It needs to be identified that Harris’ reasoning for acknowledging “objective” morals in the atheist worldview is because he is using the word, “good”, in a non-moral sense.  Harris often refers to the moral quality of “good” as synonymous with the property of creaturely flourishing.  However, given that creaturely flourishing and moral “good” are separate, how is it that Harris contends that objective morals are still grounded?3  In the above video of the debate, Dr. Craig describes this objection in detail regarding creaturely flourishing not being identical to moral “good” as Harris suggests.

It seems that Harris believes that we have moral duties; however there isn’t any reason for anyone to think that we have moral duties under atheism because there isn’t a foundation set forth to construct those moral duties.  Moral obligations arise because of a competent authority.   Dr.
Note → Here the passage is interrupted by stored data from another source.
PR #4881, opened 2026-06-01
feat(providers): add MiniMax M3 to MiniMax built-in models (default)

octo-patch:
## What

Add the new `MiniMax-M3` flagship model to the built-in `MINIMAX_MODELS` list shared by `PROVIDER_MINIMAX` (International, `https://api.minimax.io/anthropic`) and `PROVIDER_MINIMAX_CN` (China, `https://api.minimaxi.com/anthropic`). M3 is placed first in the list so it becomes the default model when a user selects the MiniMax provider without specifying one. The corresponding `ExpectedCapability` baselines in `capability_baseline.py` are updated to match.

The previous-generation `MiniMax-M2.5` / `MiniMax-M2.5-highspeed` entries are removed; `MiniMax-M2.7` / `MiniMax-M2.7-highspeed` are kept so users still on that generation are not forced to migrate immediately.

## Why

MiniMax released M3 as the new flagship Anthropic-compatible model (512K context window, up to 128K output, with image-input support). Surfacing it as a built-in option (and the new default) lets users pick it from the model dropdown without manually editing the provider config. Other built-in providers (e.g. Gemini, DeepSeek, Kimi) already keep their lists in sync with the latest publicly available models in the same file, so this PR follows the existing convention.

Reference: <https://www.minimax.io/platform/document/announcement>

## Scope

- Only the `minimax` and `minimax-cn` providers are touched.
- Other providers that happen to expose MiniMax models as part of their own offering (e.g. OpenCode, Aliyun coding/token plans, Volcengine coding plan) are left untouched — their model lists reflect what those upstreams actually serve, not what MiniMax ships directly.
- Base URLs, \`freeze_url\`, \`support_connection_check\`, and TTS configuration are not changed.

## Changes

- \`src/qwenpaw/providers/provider_manager.py\` — replace the M2.5 entries in \`MINIMAX_MODELS\` with a single M3 entry (placed first → new default), keep M2.7 + M2.7-highspeed.
- \`src/qwenpaw/providers/capability_baseline.py\` — update the \`minimax\` and \`minimax-cn\` expected-capability registrations to match (M3 + M2.7 + M2.7-highspeed).

Final list: \`MiniMax-M3\` (default), \`MiniMax-M2.7\`, \`MiniMax-M2.7-highspeed\`. Diff is ~4 lines per file, no other files touched.

### DIFF
--- a/src/qwenpaw/providers/capability_baseline.py
+++ b/src/qwenpaw/providers/capability_baseline.py
@@ -634,8 +634,7 @@ class ExpectedCapabilityRegistry:
         # ---------------------------------------------------------------
         _mm_doc = "https://www.minimax.io/platform/document/announcement"
         for mid in (
-            "MiniMax-M2.5",
-            "MiniMax-M2.5-highspeed",
+            "MiniMax-M3",
             "MiniMax-M2.7",
             "MiniMax-M2.7-highspeed",
         ):
@@ -655,8 +654,7 @@ class ExpectedCapabilityRegistry:
         # ---------------------------------------------------------------
         _mm_cn_doc = "https://platform.minimaxi.com/document/announcement"
         for mid in (
-            "MiniMax-M2.5",
-            "MiniMax-M2.5-highspeed",
+            "MiniMax-M3",
             "MiniMax-M2.7",
             "MiniMax-M2.7-highspeed",
         ):
--- a/src/qwenpaw/providers/provider_manager.py
+++ b/src/qwenpaw/providers/provider_manager.py
@@ -436,15 +436,8 @@ AZURE_OPENAI_MODELS: List[ModelInfo] = [
 
 MINIMAX_MODELS: List[ModelInfo] = [
     ModelInfo(
-        id="MiniMax-M2.5",
-        name="MiniMax M2.5",
-        supports_image=False,
-        supports_video=False,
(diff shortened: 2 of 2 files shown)


xieyxclack:
Why remove M2.5?

octo-patch:
Good question — M2.5 is an older generation, so the PR replaces it with M3 (new flagship) while keeping M2.7 around for users still on that line. The intent was to keep the built-in list scoped to the current + previous generation, mirroring how the other providers in the same file are maintained.

That said, removing M2.5 isn't strictly necessary — if you'd prefer to retain it for backward compatibility with existing user configs, happy to add the M2.5 / M2.5-highspeed entries back in. Just let me know which direction you'd like.

wangfei010313:
This PR is no longer needed because its core functionality has already been implemented in the current main branch through subsequent provider catalog updates.
MiniMax-M3 is now available as the recommended default model for both the international and China MiniMax providers. The current implementation also includes updated context-window metadata and test coverage.
The current catalog intentionally retains older MiniMax models as legacy options for backward compatibility

lalaliat:
Hello, thank you for your contribution! This feature has been achieved in the main branch, so we are closing this as a duplicate. We look forward to your future ideas. Thanks again!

Craig uses the example of getting pulled over by a police officer.  When a police officer turns on his sirens and requests that we pull to the side of the road, we are legally obligated to perform the duty of pulling our vehicle to the side of the road.  By contrast, if a pedestrian requested for us to pull to the side of the road, we have no legal obligation to perform the duty of pulling to the side of the road3.  The same analogy can be used for atheism.  Under atheism, there isn’t a competent authority to place any moral duties upon us while in theism there is.  That is what separates objective and subjective in this case on moral objectivity. 

During the debate, Craig made use of the Divine Command Theory (DCT).  DCT states that our moral duties are a result of the commands of a just and loving God4.  In which case, the DCT derives an “ought” from an “is” because God commanded that we oughtto do something because it is commanded by God.  Many may ask, “why are we obligated simply because God commanded it?”, which goes back to moral duties being grounded in a the competent authority that was discussed earlier4.  Under an atheistic worldview, there is no ought because there isn’t a competent authority in which to ground “ought”. 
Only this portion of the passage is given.